Saved entries:
Segment Open
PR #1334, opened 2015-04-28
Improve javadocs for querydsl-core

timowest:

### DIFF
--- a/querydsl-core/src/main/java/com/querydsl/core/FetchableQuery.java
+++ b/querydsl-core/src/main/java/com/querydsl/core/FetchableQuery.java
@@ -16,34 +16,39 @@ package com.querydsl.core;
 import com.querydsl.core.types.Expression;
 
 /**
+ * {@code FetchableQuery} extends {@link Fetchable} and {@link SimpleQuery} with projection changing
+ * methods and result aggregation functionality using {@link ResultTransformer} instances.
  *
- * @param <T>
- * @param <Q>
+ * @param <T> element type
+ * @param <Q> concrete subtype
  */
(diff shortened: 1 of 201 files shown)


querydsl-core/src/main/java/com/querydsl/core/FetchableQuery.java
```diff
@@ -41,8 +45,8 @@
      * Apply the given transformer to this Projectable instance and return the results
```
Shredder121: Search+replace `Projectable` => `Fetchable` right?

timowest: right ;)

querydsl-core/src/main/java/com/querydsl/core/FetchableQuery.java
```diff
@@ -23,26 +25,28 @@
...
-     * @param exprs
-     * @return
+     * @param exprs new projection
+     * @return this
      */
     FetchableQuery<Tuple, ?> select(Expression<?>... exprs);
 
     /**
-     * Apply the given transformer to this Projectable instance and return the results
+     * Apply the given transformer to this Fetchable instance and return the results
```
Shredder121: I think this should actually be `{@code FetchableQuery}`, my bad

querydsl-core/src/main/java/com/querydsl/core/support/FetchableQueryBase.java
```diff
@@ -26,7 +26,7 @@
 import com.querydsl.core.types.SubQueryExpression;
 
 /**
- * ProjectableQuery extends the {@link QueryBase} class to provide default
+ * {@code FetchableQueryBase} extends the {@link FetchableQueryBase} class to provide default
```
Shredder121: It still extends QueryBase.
Segment Closed
Segment Open
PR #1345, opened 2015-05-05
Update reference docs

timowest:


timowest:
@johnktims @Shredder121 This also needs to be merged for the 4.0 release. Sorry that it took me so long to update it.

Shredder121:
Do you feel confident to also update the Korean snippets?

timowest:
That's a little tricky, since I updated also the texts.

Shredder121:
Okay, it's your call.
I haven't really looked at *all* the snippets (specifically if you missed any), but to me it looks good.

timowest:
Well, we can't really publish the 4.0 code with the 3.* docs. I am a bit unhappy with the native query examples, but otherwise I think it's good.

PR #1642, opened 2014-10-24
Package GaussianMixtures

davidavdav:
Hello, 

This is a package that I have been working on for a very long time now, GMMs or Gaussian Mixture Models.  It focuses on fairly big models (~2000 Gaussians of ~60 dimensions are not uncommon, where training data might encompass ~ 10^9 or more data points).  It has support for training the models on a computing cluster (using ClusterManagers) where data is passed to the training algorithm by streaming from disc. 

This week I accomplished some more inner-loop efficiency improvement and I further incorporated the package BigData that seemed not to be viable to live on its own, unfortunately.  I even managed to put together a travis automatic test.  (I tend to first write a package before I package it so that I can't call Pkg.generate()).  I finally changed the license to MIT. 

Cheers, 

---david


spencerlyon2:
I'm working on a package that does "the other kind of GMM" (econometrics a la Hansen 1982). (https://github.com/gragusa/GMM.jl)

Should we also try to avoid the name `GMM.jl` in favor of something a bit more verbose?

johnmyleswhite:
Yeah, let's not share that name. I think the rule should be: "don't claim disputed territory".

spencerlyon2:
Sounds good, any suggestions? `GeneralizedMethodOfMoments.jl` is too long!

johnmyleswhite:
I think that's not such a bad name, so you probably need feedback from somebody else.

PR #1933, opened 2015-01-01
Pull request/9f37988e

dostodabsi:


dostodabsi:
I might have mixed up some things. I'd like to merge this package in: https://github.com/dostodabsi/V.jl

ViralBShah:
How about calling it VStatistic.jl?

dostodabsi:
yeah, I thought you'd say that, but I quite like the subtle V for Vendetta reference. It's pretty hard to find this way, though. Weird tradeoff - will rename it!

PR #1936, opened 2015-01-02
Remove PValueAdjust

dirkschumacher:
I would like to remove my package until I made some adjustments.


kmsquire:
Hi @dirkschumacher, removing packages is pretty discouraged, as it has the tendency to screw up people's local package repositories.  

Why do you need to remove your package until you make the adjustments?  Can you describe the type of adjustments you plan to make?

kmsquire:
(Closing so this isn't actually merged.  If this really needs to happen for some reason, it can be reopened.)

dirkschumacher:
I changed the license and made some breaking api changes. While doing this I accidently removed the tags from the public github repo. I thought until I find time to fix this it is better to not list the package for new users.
Segment Closed
Segment Open
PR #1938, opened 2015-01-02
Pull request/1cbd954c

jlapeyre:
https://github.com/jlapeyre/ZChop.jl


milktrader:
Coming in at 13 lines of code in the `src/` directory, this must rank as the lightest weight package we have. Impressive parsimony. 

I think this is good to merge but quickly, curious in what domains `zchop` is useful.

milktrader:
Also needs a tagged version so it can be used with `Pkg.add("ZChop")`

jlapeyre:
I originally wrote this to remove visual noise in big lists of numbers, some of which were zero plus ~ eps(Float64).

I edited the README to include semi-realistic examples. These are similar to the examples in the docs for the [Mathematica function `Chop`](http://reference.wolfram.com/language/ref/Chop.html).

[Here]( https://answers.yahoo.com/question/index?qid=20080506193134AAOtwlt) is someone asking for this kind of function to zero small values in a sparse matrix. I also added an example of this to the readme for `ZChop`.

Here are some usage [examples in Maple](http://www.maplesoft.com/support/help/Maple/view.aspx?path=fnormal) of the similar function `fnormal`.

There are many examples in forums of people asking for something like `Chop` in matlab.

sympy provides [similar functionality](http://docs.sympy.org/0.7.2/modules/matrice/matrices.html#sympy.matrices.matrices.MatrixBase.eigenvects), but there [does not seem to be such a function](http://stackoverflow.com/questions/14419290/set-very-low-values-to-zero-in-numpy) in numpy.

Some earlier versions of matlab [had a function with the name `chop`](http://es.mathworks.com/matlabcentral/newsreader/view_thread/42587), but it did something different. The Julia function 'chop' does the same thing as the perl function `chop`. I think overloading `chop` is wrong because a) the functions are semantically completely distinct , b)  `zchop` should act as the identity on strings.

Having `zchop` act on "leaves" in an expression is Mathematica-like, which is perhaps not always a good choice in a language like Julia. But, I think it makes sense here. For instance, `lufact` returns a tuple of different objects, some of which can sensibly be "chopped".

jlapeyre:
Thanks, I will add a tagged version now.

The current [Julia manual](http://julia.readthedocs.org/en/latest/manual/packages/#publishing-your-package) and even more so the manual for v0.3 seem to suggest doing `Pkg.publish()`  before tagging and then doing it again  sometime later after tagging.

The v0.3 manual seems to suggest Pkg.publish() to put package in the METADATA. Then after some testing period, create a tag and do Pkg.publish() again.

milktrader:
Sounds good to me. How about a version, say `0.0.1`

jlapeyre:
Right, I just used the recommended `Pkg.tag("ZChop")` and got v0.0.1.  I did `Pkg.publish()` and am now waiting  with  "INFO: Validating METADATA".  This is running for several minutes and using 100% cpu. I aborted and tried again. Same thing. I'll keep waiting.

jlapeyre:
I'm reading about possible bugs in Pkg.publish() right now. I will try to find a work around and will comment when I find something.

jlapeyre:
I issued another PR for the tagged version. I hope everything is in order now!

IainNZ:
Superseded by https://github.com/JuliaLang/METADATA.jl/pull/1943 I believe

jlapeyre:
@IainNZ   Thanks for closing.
Segment Closed
Wherever the line holding "Coming in at" falls in the entries above, copy exactly from it through the line holding "Thanks, I will add a tagged version now.", inclusive, and add nothing.

**Result of this exercise**.
Coming in at 13 lines of code in the `src/` directory, this must rank as the lightest weight package we have. Impressive parsimony. 

I think this is good to merge but quickly, curious in what domains `zchop` is useful.

milktrader:
Also needs a tagged version so it can be used with `Pkg.add("ZChop")`

jlapeyre:
I originally wrote this to remove visual noise in big lists of numbers, some of which were zero plus ~ eps(Float64).

I edited the README to include semi-realistic examples. These are similar to the examples in the docs for the [Mathematica function `Chop`](http://reference.wolfram.com/language/ref/Chop.html).

[Here]( https://answers.yahoo.com/question/index?qid=20080506193134AAOtwlt) is someone asking for this kind of function to zero small values in a sparse matrix. I also added an example of this to the readme for `ZChop`.

Here are some usage [examples in Maple](http://www.maplesoft.com/support/help/Maple/view.aspx?path=fnormal) of the similar function `fnormal`.

There are many examples in forums of people asking for something like `Chop` in matlab.

sympy provides [similar functionality](http://docs.sympy.org/0.7.2/modules/matrice/matrices.html#sympy.matrices.matrices.MatrixBase.eigenvects), but there [does not seem to be such a function](http://stackoverflow.com/questions/14419290/set-very-low-values-to-zero-in-numpy) in numpy.

Some earlier versions of matlab [had a function with the name `chop`](http://es.mathworks.com/matlabcentral/newsreader/view_thread/42587), but it did something different. The Julia function 'chop' does the same thing as the perl function `chop`. I think overloading `chop` is wrong because a) the functions are semantically completely distinct , b)  `zchop` should act as the identity on strings.

Having `zchop` act on "leaves" in an expression is Mathematica-like, which is perhaps not always a good choice in a language like Julia. But, I think it makes sense here. For instance, `lufact` returns a tuple of different objects, some of which can sensibly be "chopped".

jlapeyre:
Thanks, I will add a tagged version now.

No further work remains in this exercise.